Martin Carcasson: My initial training was all about debate. Um, and I ran debate classes. I was never on a debate team, but I, but I taught those argumentation debate classes, um, and I started getting a little bit more and more frustrated because, you know, the better debaters always won. Not necessarily the best argument and, and going back and forth.

Martin Carcasson: Um, but then I, I was doing a lot of work with cl Clinton's race initiative at the beginning of his. Second term. Um, and part of that was they designed materials to help communities have better conversations about race. And that's actually what introduced me to dialogue and deliberation as these two kind of alternative tools to debate.

Martin Carcasson: [00:04:00] Uh, and for a while, I kind of, uh, uh, did what a lot of dialogue and deliberation people do is I kind of became very anti debate, right? Mm-hmm. Debate was bad. Dialogue and deliberation was good. Um, and I started kind of exploring that. Uh, for quite a bit. Uh, but one of the best organizations that do this work is NCDD, the National Coalition for Dialogue and Deliberation.

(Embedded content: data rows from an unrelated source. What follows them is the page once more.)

PR #1565, opened 2024-02-05
Add: scan scheduler

Kraemii:
Add: scan scheduler

Changes context to contain only a scheduler and not any scanner or
storage directly. This to ensure that each command goes through the
scheduler so that it can keep track if a feed update is running or a
scan is queued.

Additionally the background processes call the scheduler to synchronize
scans and feed. A feed can only be updated when no scans are running and
a scan only started when no feed update is running.

This means essentially that the Scheduler within scheduling plays a core
role in openvasd shifting away from direct scanner access.

Since a scheduler uses only standard interfaces of models::scanner each
scanner needs to keep track by themselves depending on their technical
solution. In a nutshell this means that each scanner must be implemented
within it's crate:
- osp has a scanner implementation
- openvasctl has a scanner implementation

SC-999


rust/openvasctl/src/ctl.rs
```diff
@@ -1,83 +1,198 @@
...
+}
+
+pub struct Scheduler {
+    scans: Scans,
     sudo: bool,
+    config: Config,
 }
 
-impl OpenvasController {
+impl Scheduler {
```
nichtsfrei, line 82: maybe it makese sense to move the scheduler to plugin scheduler and move everything openvas specific to openvasctl struct? That way we could utilize the scheduler with the rust impl.

rust/openvasctl/src/ctl.rs
```diff
@@ -1,83 +1,198 @@
...
     /// Create a new OpenvasController
-    pub fn new() -> Result<Self, OpenvasError> {
+    pub fn new(config: Option<Config>) -> Result<Self, OpenvasError> {
         if !cmd::check() {
             return Err(OpenvasError::MissingExec);
         }
 
         Ok(Self {
             scans: Default::default(),
             sudo: check_sudo(),
```
nichtsfrei, line 91: I think sudo is just needed when executing openvas which is as far as I understand implemented in openvasctl?

rust/openvasctl/src/ctl.rs
```diff
@@ -1,83 +1,198 @@
...
+            // TODO: Handle interrupted scans
+
+            let scans = self.scans.clone();
+
+            loop {
+                match rx.try_recv() {
+                    Ok(command) => match command {
+                        ScanCommand::StartScan(scan) => {
+                            if scan.scan_id.is_none() {
+                                // TODO: Error handling
```
nichtsfrei, line 114:
```
tracing::warn!("scan without id, skipping");
```
should be sufficient?

rust/openvasctl/src/ctl.rs
```diff
@@ -1,83 +1,198 @@
...
+        }
     }
+}
 
-    /// Remove a scan from the init phase
-    fn remove_init(&mut self, id: &String) -> bool {
-        self.scans.lock().unwrap().init.remove(id).is_some()
-    }
+pub trait ScanStarter {
+    fn start_scan(scans: Scans, sudo: bool) -> Result<(), OpenvasError>;
```
nichtsfrei, line 164: I would rewrite this interface to bind to &self so that a scanstarter can utilize implementation specific information by themselves. This way we could implement multiple starter without having to pass context information per call.

rust/openvasctl/src/ctl.rs
```diff
@@ -1,83 +1,198 @@
...
-        if container.init.remove(&id).is_none() {
-            return Ok(false);
-        }
-        let openvas =
-            cmd::start(&id, self.sudo, None).map_err(|_| OpenvasError::UnableToRunExec)?;
-        container.running.insert(id, openvas);
-        Ok(true)
-    }
+pub trait ScanStopper {
+    fn stop_scan(scans: Scans, id: &str, sudo: bool) -> Result<(), OpenvasError>;
```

Martin Carcasson: And at their 2008 conference, uh, give a shout out to, uh, Pete Zumi from James Madison, university of Communication professor who was a debater. I. Uh, had a presentation there of like, it should be N-C-D-D-D Right. That you've thrown out debate. Right. Okay. Um, and he did this brilliant job of showing these, uh, charts and, and diagrams that dialogue deliberation, people would show of that basically had like the downside of debate compared to the upside of dialogue deliberation.

Martin Carcasson: Um, and, and it was a great charge. 'cause it was basically your, your, uh. You know, deliberating really badly, right? By focusing on the downside of one side versus the upside, the other side. Mm-hmm. So that kind of, [00:05:00] uh, created a, a, a shift and kind of going back to, you know, the good debate can be really valuable, right?

Martin Carcasson: The problem, unfortunately is most of our debate's horrible. Right? Most our debates just a spectacle. Most of our debate is just, uh, you know, trying to find the, the, the five second clip that will go viral, uh, presidential debates, uh, as scholars in our field have said is just kind of dual press conferences are not actual debate.

Martin Carcasson: Uh, but that has led me to this point. Now the, uh, so a big project I'm working on of. Recognizing the importance of debate, dialogue, and deliberation as these key interactive communication tools that our campuses need, that our communities need. That don't happen naturally. Mm-hmm. And making the distinction between those three terms, uh, recognizing, you know, they each have a lot of upside, they each have some blind spots and some limits.

Martin Carcasson: Um, but how do we kind of work together since it's so clear? We need better conversations in our world. Yeah. Uh, how do we work better to kind of build capacity in our students, in our campuses and our [00:06:00] communities, uh, to have some, some better conversations. 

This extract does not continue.